«Per molto tempo il ricorso alla pena di morte da parte della legittima autorità, dopo un processo regolare, fu ritenuta una risposta adeguata alla gravità di alcuni delitti e un mezzo accettabile, anche se estremo, per la tutela del bene comune.
Oggi è sempre più viva la consapevolezza che la dignità della persona non viene perduta neanche dopo aver commesso crimini gravissimi. Inoltre, si è diffusa una nuova comprensione del senso delle sanzioni penali da parte dello Stato. Infine, sono stati messi a punto sistemi di detenzione più efficaci, che garantiscono la doverosa difesa dei cittadini, ma, allo stesso tempo, non tolgono al reo in modo definitivo la possibilità di redimersi.
Pertanto la Chiesa insegna, alla luce del Vangelo, che “la pena di morte è inammissibile perché attenta all’inviolabilità e dignità della persona”,[1] e si impegna con determinazione per la sua abolizione in tutto il mondo».
È il nuovo testo del n. 2267 della editio typica del Catechismo della Chiesa cattolica (CCC) in vigore dal 2 agosto 2018, a seguito della pubblicazione del rescritto[2] a firma del card. Luis Ladaria, prefetto della Congregazione per la dottrina della fede.[3] La precedente versione del 1997, risalente al CCC approvato da Giovanni Paolo II con la lettera apostolica Laetamur magnopere,[4] era del seguente tenore:
«L’insegnamento tradizionale della Chiesa non esclude, supposto il pieno accertamento dell’identità e della responsabilità del colpevole, il ricorso alla pena di morte, quando questa fosse l’unica via praticabile per difendere efficacemente dall’aggressore ingiusto la vita di esseri umani.
Se, invece, i mezzi incruenti sono sufficienti per difendere dall’aggressore e per proteggere la sicurezza delle persone, l’autorità si limiterà a questi mezzi, poiché essi sono meglio rispondenti alle condizioni concrete del bene comune e sono più conformi alla dignità della persona umana.

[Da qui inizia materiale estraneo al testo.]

PR #3384, opened 2021-01-12
Add the 'gardener.cloud/role' label key to controlplane Pods

ialidzhikov:
/kind cleanup

This PR adds the `gardener.cloud/role` label key to the controlplane Pods. This is a preparation step that will allows us (after 
 several releases) to switch the `podSelector` of NetworkPolicies that currently select `garden.sapcloud.io/role` and the label selector of the dependency-watchdog component that is also using `garden.sapcloud.io/role` currently for selecting dependantPods that will be restarted after kube-apiserver recovers from crash-loops.
This PR adds the `gardener.cloud/role` label key to all contorlplane components except etcd-events and etcd-main. I didn't want to trigger a rolling update of our etcd for such small change as they are single node currently. So my suggestion is to add the `gardener.cloud/role` to the etcd Pods when we have in the pipeline a change that will roll out the etcds (for example the etcd Pod spec is updated or we roll out a new etcd image/version).

Part of #1649

**Release note**:

```other operator
NONE
```


charts/seed-controlplane/charts/gardener-resource-manager/templates/deployment.yaml
```diff
@@ -21,6 +20,7 @@ spec:
 {{ toYaml .Values.podAnnotations | indent 8 }}
 {{- end }}
       labels:
+        gardener.cloud/role: controlplane
```
rfranzke, line 23: cc @BeckerMax

rfranzke (dismissed):
/lgtm

rfranzke (approved):

rfranzke:
@timebertt I think it's fine to merge this PR even before https://github.com/gardener/gardener/pull/3393 because it does not seem to conflict. If you agree let's go ahead and merge it, otherwise we can /hold it, of course.

danielfoehrKn (approved):
/lgtm

PR #3385, opened 2021-01-12
Fix gardener-seed-scheduler permissions

mvladev:

/area scalability
/kind bug
/priority normal

Fixes missing lease permissions.

Fixes #

**Release note**:

```other operator
NONE
```

### DIFF
--- a/pkg/operation/seed/scheduler/gardener_kube_scheduler.go
+++ b/pkg/operation/seed/scheduler/gardener_kube_scheduler.go
@@ -32,6 +32,7 @@ import (
 	admissionregistrationv1beta1 "k8s.io/api/admissionregistration/v1beta1"
 	appsv1 "k8s.io/api/apps/v1"
 	autoscalingv1 "k8s.io/api/autoscaling/v1"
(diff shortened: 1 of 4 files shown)


pkg/operation/seed/scheduler/gardener_kube_scheduler.go
```diff
@@ -65,6 +66,7 @@ func New(
 	client client.Client,
 	namespace string,
 	image string,
+	leaseResourceName string,
```
rfranzke: Is it really necessary that somebody has to specify this here? Can't it be "hard-coded" by the package? What's the use-case?

rfranzke (commented):
/assign

pkg/operation/seed/scheduler/gardener_kube_scheduler.go
mvladev: Reworked the PR.

vpnachev (approved):
/lgtm
/needs second-opinion

rfranzke (approved):

PR #3386, opened 2021-01-12
Fix debootstaping for gardener-kube-scheduler

### LINKED ISSUE #3378: Failed to unbootstrap Seed Cluster (image is required)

Oggi, infatti, a seguito delle possibilità di cui lo Stato dispone per reprimere efficacemente il crimine rendendo inoffensivo colui che l’ha commesso, senza togliergli definitivamente la possibilità di redimersi, i casi di assoluta necessità di soppressione del reo “sono ormai molto rari, se non addirittura praticamente inesistenti”».[5]
Modifica annunciata
La modifica del Catechismo era stata esplicitamente auspicata da Francesco nel discorso dell’11 ottobre 2017 ai partecipanti all’incontro promosso dal Pontificio consiglio per la promozione della nuova evangelizzazione.
Nell’occasione, il vescovo di Roma disse che la problematica della pena di morte «non può essere ridotta a un mero ricordo di insegnamento storico senza far emergere non solo il progresso nella dottrina ad opera degli ultimi Pontefici, ma anche la mutata consapevolezza del popolo cristiano, che rifiuta un atteggiamento consenziente nei confronti di una pena che lede pesantemente la dignità umana. Si deve affermare con forza che la condanna alla pena di morte è una misura disumana che umilia, in qualsiasi modo venga perseguita, la dignità personale. È in se stessa contraria al Vangelo perché viene deciso volontariamente di sopprimere una vita umana che è sempre sacra agli occhi del Creatore e di cui Dio solo in ultima analisi è vero giudice e garante. Mai nessun uomo, “neppure l’omicida perde la sua dignità personale”,[6] perché Dio è un Padre che sempre attende il ritorno del figlio il quale, sapendo di avere sbagliato, chiede perdono e inizia una nuova vita. A nessuno, quindi, può essere tolta non solo la vita, ma la stessa possibilità di un riscatto morale ed esistenziale che torni a favore della comunità… È necessario ribadire pertanto che, per quanto grave possa essere stato il reato commesso, la pena di morte è inammissibile perché attenta all’inviolabilità e dignità della persona».
Va ricordato che, con riferimento alla pena di morte in sede di trattazione delle specificazioni dei precetti del decalogo, la Pontificia Commissione Biblica nel 2008 affermò che «con il corso della storia e lo sviluppo delle civiltà, la Chiesa ha pure affinato le proprie posizioni morali riguardanti la pena di morte e la guerra in nome di un culto della vita umana che essa nutre ininterrottamente meditando la Scrittura e che prende sempre più colore di un assoluto. Ciò che sottende queste posizioni apparentemente radicali è sempre la stessa nozione antropologica di base: la dignità fondamentale dell’uomo creato a immagine di Dio».[7]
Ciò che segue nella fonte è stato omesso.